## EXERCISE DIRECTIONS
Your reply should hold only the lines from the records below where "opened" occurs.

INPUT Start Marker

PR #7989, opened 2024-08-27
refactor: make avatar group more customizable

Tymek:


frontend/src/component/common/AvatarGroup/AvatarGroup.tsx
```diff
@@ -34,13 +38,17 @@ type AvatarGroupProps = {
     avatarLimit?: number;
     AvatarComponent?: typeof UserAvatar;
     className?: string;
+    margin?: number;
```
kwasniew, line 41: I'm wondering if having those special case fields is a good way to go. Usually we compose new styling on top of the lower level elements. Could we make this component styleable with styled components/sx/styled(Avatar)?

kwasniew (approved):
Non blocking approve but please consider my comment

Tymek (commented):
Inverted how AvatarComponent is created

PR #8010, opened 2024-08-29
feat: start populating user first seen column

sjaanus:


src/lib/db/user-store.ts
```diff
@@ -69,9 +71,26 @@ class UserStore implements IUserStore {
...
+
+    private EXPERIMENTAL_USER_COLUMNS_PUBLIC = USER_COLUMNS_PUBLIC;
+    private EXPERIMENTAL_USER_COLUMNS = USER_COLUMNS;
+
+    constructor(db: Db, getLogger: LogProvider, flagResolver: IFlagResolver) {
         this.db = db;
         this.logger = getLogger('user-store.ts');
+        this.flagResolver = flagResolver;
+
+        if (this.flagResolver.isEnabled('onboardingMetrics')) {
```
sjaanus, line 84: The store is selecting columns in so many multiple places, so this made most sense.

kwasniew: this may not work at runtime for non transactional variant where we new up the store on startup only. However maybe it's ok here.

kwasniew (approved):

INPUT End Marker

## ANSWER SPACE
PR #7989, opened 2024-08-27
PR #8010, opened 2024-08-29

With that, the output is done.